Choi is the author of “CUT TO BLOOM,” the winner of the 2019 Write Bloody Prize. They received a MFA in Poetry from Sarah Lawrence College. Choi was nominated for Best of the Net in 2022, shortlisted for the Poetry International Prize, and received the 2021 Ellen Conroy Kennedy Poetry Prize, alongside fellowships from Kundiman, the Sewanee Writers’ Conference, and the Martha’s Vineyard Institute of Creative Writing. A Lambda Literary Writer in Schools, they work as the director of the Progressive Teaching Institute at a school in New York City.

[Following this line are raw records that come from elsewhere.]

PR #4175, opened 2025-06-11
add workflow to handle version event

madhuchavva:
### Features and Changes

- Workflow that handles a dispatched event for SDK release and updates its version in sdk-versioning.

### DIFF
--- a/.github/workflows/update-sdk-versions.yml
+++ b/.github/workflows/update-sdk-versions.yml
@@ -1,0 +1,114 @@
+# This workflow receives a repository_dispatch event from the SDK repositories
+# and updates the SDK version in the sdk-versions directory.
+# It then creates a pull request to the main branch.
+
+name: Update SDK Versions
+
+on:
+  repository_dispatch:
+    types: [update-sdk-version]  # Triggered by SDK repositories
+  workflow_dispatch:
+    inputs:
+      sdk:
+        description: 'SDK to update (python, js, etc.)'
+        required: true
+        default: 'python'
+      version:
+        description: 'Version to update to'
+        required: true
+
+jobs:
+  update-sdk-versions:
+    runs-on: ubuntu-latest
+    permissions:
+      contents: write
+      pull-requests: write
+
+    steps:
+      - name: Checkout
+        uses: actions/checkout@v4
+
+      - name: Get Update Parameters
+        id: params
+        run: |
+          if [ "${{ github.event_name }}" == "repository_dispatch" ]; then
+            echo "sdk=${{ github.event.client_payload.sdk }}" >> $GITHUB_OUTPUT
+            echo "version=${{ github.event.client_payload.version }}" >> $GITHUB_OUTPUT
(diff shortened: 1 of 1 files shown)


.github/workflows/update-sdk-versions.yml
```diff
@@ -0,0 +1,114 @@
...
+      - name: Checkout
+        uses: actions/checkout@v4
+
+      - name: Get Update Parameters
+        id: params
+        run: |
+          if [ "${{ github.event_name }}" == "repository_dispatch" ]; then
+            echo "sdk=${{ github.event.client_payload.sdk }}" >> $GITHUB_OUTPUT
+            echo "version=${{ github.event.client_payload.version }}" >> $GITHUB_OUTPUT
+            echo "source_repo=${{ github.event.client_payload.source_repo }}" >> $GITHUB_OUTPUT
```
jdorn, line 41: Should we have any validation to make sure it's coming from a repo within the growthbook organization?

.github/workflows/update-sdk-versions.yml
```diff
@@ -0,0 +1,114 @@
...
+          
+          # Create a new branch
+          BRANCH_NAME="update-${SDK}-sdk-${VERSION}"
+          git checkout -b "$BRANCH_NAME"
+          
+          # Update the JSON file (add new version at the beginning)
+          jq --arg v "$VERSION" \
+             '.versions = ([{"version": $v}] + .versions)' \
+             "$SDK_FILE" > "${SDK_FILE}.tmp" && mv "${SDK_FILE}.tmp" "$SDK_FILE"
+
```
jdorn, line 173: We should also update the version in the file `docs/src/data/SDKInfo.json`

.github/workflows/update-sdk-versions.yml
madhuchavva: yeah, it's possible to add that check. We can send `source_repo` in the event payload and verify it in our repos before we move on. Let me add that.

.github/workflows/update-sdk-versions.yml
madhuchavva: done!

.github/workflows/update-sdk-versions.yml
madhuchavva: added a validation for the source_repo

.github/workflows/update-sdk-versions.yml
```diff
@@ -28,87 +32,186 @@ jobs:
...
+              rm -f "${SDK_FILE}.tmp"
+              exit 1
+            fi
           fi
+
+      - name: Update SDK Documentation
+        run: |
+          SDK="${{ steps.params.outputs.sdk }}"
+          VERSION="${{ steps.params.outputs.version }}"
+          SDKINFO_FILE="docs/src/data/SDKInfo.json"
```
jdorn, line 137: Ryan just changed this recently to be a `.ts` file instead of `.json`. There's a script to re-generate it, but might be easiest to just remove this step for now to unblock you.

madhuchavva:
Switched to a different model now and this is no longer needed.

Olivarez is the son of Mexican immigrants. His debut book of poems, “Citizen Illegal,” was a finalist for the PEN/Jean Stein Award and a winner of the 2018 Chicago Review of Books Poetry Prize. It was named a top book of 2018 by The Adroit Journal, NPR and the New York Public Library. Along with Felicia Chavez and Willie Perdomo, he co-edited the poetry anthology, “The BreakBeat Poets Vol. 4: LatiNEXT.” He is the co-host of the poetry podcast, “The Poetry Gods.” In 2018, he was awarded the first annual Author and Artist in Justice Award from the Phillips Brooks House Association and named a Debut Poet of 2018 by Poets and Writers. In 2019, he was awarded a Ruth Lilly and Dorothy Sargent Rosenberg Poetry Fellowship from the Poetry Foundation.

A Bronx native, Marsh is a poet, performer, educator and activist. She is the author of “dayliGht” (MCDxFSG, 2020), a finalist for the Lambda Literary Award in Lesbian Poetry. She is the co-founder of the Bronx Poet Laureate, a PEN America Emerging Voices Mentor and the awardee of the Lotus Foundation Prize for poetry.

Sands is a winner of the 2018 National Poetry Series, selected for his second book, “It’s Not Magic” (Beacon Press, 2019). He is the facilitator of the Emotional Historians workshop, a series of generative writing workshops. He teaches at Brooklyn College, Urban Word NYC, and for over a decade has facilitated a weekly writing workshop for adults at Baily House, an HIV/AIDS service center in East Harlem. He tours extensively as a poet, but lives in Brooklyn.